Common questions and answers about using the Regolo API.

Overview

This page addresses frequently asked questions about API parameters, model limits, and troubleshooting common issues.


Questions

How do I disable model fallbacks?

By default, if the requested model is unavailable, the API automatically falls back to a compatible alternative. To disable this behavior and receive an error instead, set disable_fallbacks to true.

Important

When disable_fallbacks is true, requests will fail with an error if the selected model is unavailable. Use this when you need guaranteed model consistency.

curl -L -X POST 'https://api.regolo.ai/v1/chat/completions' \
  -H 'Content-Type: application/json' \
  -H 'Authorization: Bearer YOUR_API_KEY' \
  -d '{
    "messages": [
      {
        "role": "user",
        "content": "List 5 important events in the 19th century"
      }
    ],
    "model": "qwen3.5-122b",
    "disable_fallbacks": true
  }'

What is the maximum value for max_tokens?

The maximum value for max_tokens varies by model. Setting a value higher than the model's limit will automatically bcrash the request.

curl -L -X POST 'https://api.regolo.ai/v1/chat/completions' \
  -H 'Content-Type: application/json' \
  -H 'Authorization: Bearer YOUR_API_KEY' \
  -d '{
    "messages": [
      {
        "role": "user",
        "content": "Write a long story"
      }
    ],
    "model": "qwen3.5-122b",
    "max_tokens": 120000
  }'

Cost Consideration

Higher max_tokens values increase latency and token usage. Set only what you need for your use case.


Can I generate multiple completions at once?

Yes, use the n parameter to generate multiple response variations in a single request.

curl -L -X POST 'https://api.regolo.ai/v1/chat/completions' \
  -H 'Content-Type: application/json' \
  -H 'Authorization: Bearer YOUR_API_KEY' \
  -d '{
    "messages": [
      {
        "role": "user",
        "content": "Suggest a name for a new API product"
      }
    ],
    "model": "qwen3.5-122b",
    "n": 3
  }'

The response will contain 3 different choices in the choices array.


How do I choose between creativity and accuracy?
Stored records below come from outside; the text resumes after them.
PR #509, opened 2020-09-08
Remove mailbox API from effection-express

jnicklas:
Get rid of further usages of `Mailbox`.

### DIFF
--- a/packages/server/src/connection-server.ts
+++ b/packages/server/src/connection-server.ts
@@ -1,11 +1,12 @@
-import { Operation, fork } from 'effection';
+import { Operation, spawn } from 'effection';
+import { subscribe, ChainableSubscription } from '@effection/subscription';
 import { Mailbox } from '@bigtest/effection';
 import { Atom } from '@bigtest/atom';
 import { OrchestratorState } from './orchestrator/state';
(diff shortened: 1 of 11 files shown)


cowboyd (approved):
Adios 👋

jnicklas:
Made some more substantial changes to this, so would be good with a re-review. The connection server now uses the agent handler internally, so we're no longer duplicating this code.

packages/server/src/connection-server.ts
```diff
@@ -1,71 +1,46 @@
...
+      agent.set({ ...connection.data, agentId: connection.agentId });
 
-      yield fork(function*() {
+      yield spawn(function*(): Operation<void> {
         while (true) {
-          console.debug('[connection] waiting for message', agentId);
-          let message = yield options.inbox.receive({ agentId: agentId });
-
-          yield socket.send(message);
+          let message = yield options.inbox.receive({ agentId: connection.agentId });
```
jnicklas, line 32: We could take this even further here and make the inbox a Channel, but I wanted to leave this to a future PR.

cowboyd (approved):
The progress is real ❤️

PR #510, opened 2020-09-08
Prep for init command

### LINKED ISSUE #276: Better errors when an invalid launch configuration is specified.
The `--launch DRIVER_NAME` flag that gets passed to the `bigtest server` command tells the orchestrator server to automatically start and manage the process described by `DRIVER_NAME` where drivers are name value pairs that match a driver configuration to nickname. By default, the following drivers are configured for a bigtest project:

```js
    drivers: {
      chrome: {
        browserName: "chrome",
        headless: false
      },
      "chrome.headless": {
        browserName: "chrome",
        headless: true
      },
      firefox: {
        browserName: "firefox",
        headless: false
      },
      "firefox.headless": {
        browserName: "firefox",
        headless: true
      },
      "safari": {
        browserName: "safari",
        headless: false
      },
    },
```

So you can say `--launch chrome` or `--launch firefox.headless`, but it would be totally invalid to say `--launch floppy-nooby`. We _do_ some very basic validation of this, but not ahead of time. The `--launch` option should really be a `choice` in the yargs nomenclature where the values to choose from are actually sourced from the loaded config.

If we can do that, then we get some nice stuff for free:

1. `bigtest server --help` will show the choice of driver available
2. `bigtest server --launch INVALID-DRIVER` will print an informative error to the console.
3. `bigtest server --launch ch` can show completion options for both "chrome" and "chrome.headless"

jnicklas:
This does a few things:

- Change the structure of how we load CLI options so we don't have to load project config for all commands. The init command will not want to load project config.
- Change format of command line args to the standard dasherized form, reduce weirdness tax
- Remove default app, instead we will provide a sensible default in the `init` command.

Closes #276


packages/project/src/index.ts
```diff
@@ -47,16 +47,12 @@ export type ProjectOptions = {
...
-  url: "http://localhost:24000"
-};
-
 export function defaultConfig(configFilePath: string): ProjectOptions {
   return {
     port: 24002,
-    app: defaultApp,
+    app: {
+      url: "about:blank"
+    },
```
cowboyd: Let's just allow the app service to error if no url is provided, and make sure that we initialize the boilerplate with one in our `init` command.

cowboyd (changes requested):
See comment regarding default app options

packages/project/src/index.ts
jnicklas: Fixed!

cowboyd (approved):

PR #828, opened 2021-02-04
Remove integrations workspace and update scripts

### LINKED ISSUE #814: Implementing integrations for CI without mudding up the lock file
I remember now why I piggybacked integrations' `install` and `prepack` scripts to the main monorepo. It was for the preview and release workflows. Those workflows only run `yarn install` and `yarn prepack` at the root and do not have options to run specific commands inside the individual directories of packages.

We're trying to avoid putting it into the current workspace to separate the dependencies from `yarn.lock`.

minkimcello:
## Motivation

I originally had the install, prepack, and lint scripts piggybacking on the main workspace for the preview and release workflows (which was then removed in #806 when we were setting up CircleCI). We can't include integrations in the workspace configuration because it would combine the yarn.lock file.

Closes #814

## Approach

- Removed the workspace config _inside_ `integrations/`
- Updated the integration scripts at the root of the monorepo to specify cypress directory
  - `install:integrations`: `yarn --cwd integrations install` => `yarn --cwd integrations/cypress install`
    - once we have more integrations, we can combine the scripts together
- Added `lint` in the circleci workflow
- Added `prepack:all` script at root which runs `yarn workspaces prepack && install:integrations && prepack:integrations`
  - Running this command in `before_all` for both preview and release workflows


cowboyd (approved):
Looks good to me 👍🏻

PR #830, opened 2021-02-04
Add grammar guidelines in interactor docs for is and has

minkimcello:
## Motivation

To follow up on [this](https://github.com/thefrontside/bigtest/pull/798#discussion_r566732555) comment. In explaining the assertion methods of `is()` and `has()` in our Interactor docs, we say that the difference is for semantics but this may be too vague.

## Approach

I added another example right below the previous explanation to suggest using `is()` for adjective assertions and `has()` for nouns.

Screen Shot 2021-02-04 at 1 55 40 PM


jorgelainfiesta (approved):
Sweet!

PR #832, opened 2021-02-05
Run CLI tests on macOS on CircleCI

jnicklas:
Windows and MacOS are really our *main* platform, since most developers are not working on Linux desktops (sidenote, is 2021 the year of Linux on desktop? :trollface:). So we should run our tests on macOS in case there are any differences.

### DIFF
--- a/.changeset/gentle-gorillas-compare.md
+++ b/.changeset/gentle-gorillas-compare.md
@@ -1,0 +1,6 @@
+---
+"@bigtest/webdriver": patch
+"bigtest": patch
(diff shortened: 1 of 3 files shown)


jnicklas:
This fails due to safaridriver not being enabled. Chrome is not installed on the VMs, and installing it via homebrew is very slow, so using safari would be much better.

jnicklas:
👊 👊 👊 👊

cowboyd (approved):

PR #835, opened 2021-02-05
Allow CLI tests to switch driver

jnicklas:
Currently, we're always running the CLI tests against chrome, this allows the tests to run against other drivers too.


cowboyd (approved):
Makes total sense

PR #836, opened 2021-02-06
Remove todomvc (part 2)

### LINKED ISSUE #785: Replace todomvc with the sample app

minkimcello:
## Motivation

Act II of removing `packages/todomvc` from the monorepo. Follow up to #825 and resolves #785.

## Approach

- Deleted `packages/todomvc`
- Removed todomvc from circleci test matrix
- Removed todomvc from monorepo and tsconfig settings
  - Noticed `packages/convergence` was in list of packages in `package.json` so I went ahead and removed that too
- Updated `integrations/cypress` test to use sample app instead
- `packages/bundler` was missing a `@types/babel__core` dependency
  - Error only appeared after todomvc was removed
- Didn't add changeset for 

## TODOs

- [x] Deprecate todomvc from npm?
- [x] Add changesets for `integrations/cypress` and or `packages/bundler`?


cowboyd (approved):
- I don't think we need to deprecate the npm package. Who knows, we may want to use it in the future
- I don't think we need a changeset for this because the only thing that changed was a _development_ dependency, not anything that would affect the content of the npm tarball

PR #842, opened 2021-02-08
Increase timeout of manifest builder tests

jnicklas:
These tests were randomly failing, presumably due to the timeout being too low.


cowboyd (approved):

taras (commented):
👍 not a very scientific way to do this but better than a failure

Issue #847, opened 2021-02-09
Add `className` and `classList` filters


cowboyd:
Especially when writing a test suite for components, you want to be able to make certain assertions based on the class name (`string`)or the class list (`string[]`)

Use the temperature parameter to control the balance:

Temperature Use Case
0.0 - 0.3 Factual, accurate responses
0.4 - 0.7 Balanced (default)
0.8 - 1.0 Creative, varied outputs
# For factual answers
curl -L -X POST 'https://api.regolo.ai/v1/chat/completions' \
  -H 'Content-Type: application/json' \
  -H 'Authorization: Bearer YOUR_API_KEY' \
  -d '{
    "messages": [
      {
        "role": "user",
        "content": "What year did WW2 end?"
      }
    ],
    "model": "qwen3.5-122b",
    "temperature": 0.2
  }'

How do I reduce repetition in model outputs?

Use frequency_penalty to reduce token repetition and presence_penalty to encourage new topics.

# Reduce repetition
curl -L -X POST 'https://api.regolo.ai/v1/chat/completions' \
  -H 'Content-Type: application/json' \
  -H 'Authorization: Bearer YOUR_API_KEY' \
  -d '{
    "messages": [
      {
        "role": "user",
        "content": "List 10 different programming languages"
      }
    ],
    "model": "qwen3.5-122b",
    "frequency_penalty": 0.5,
    "presence_penalty": 0.4
  }'
Parameter Range Effect
frequency_penalty -2.0 to 2.0 Reduces repeated tokens
presence_penalty -2.0 to 2.0 Encourages new topics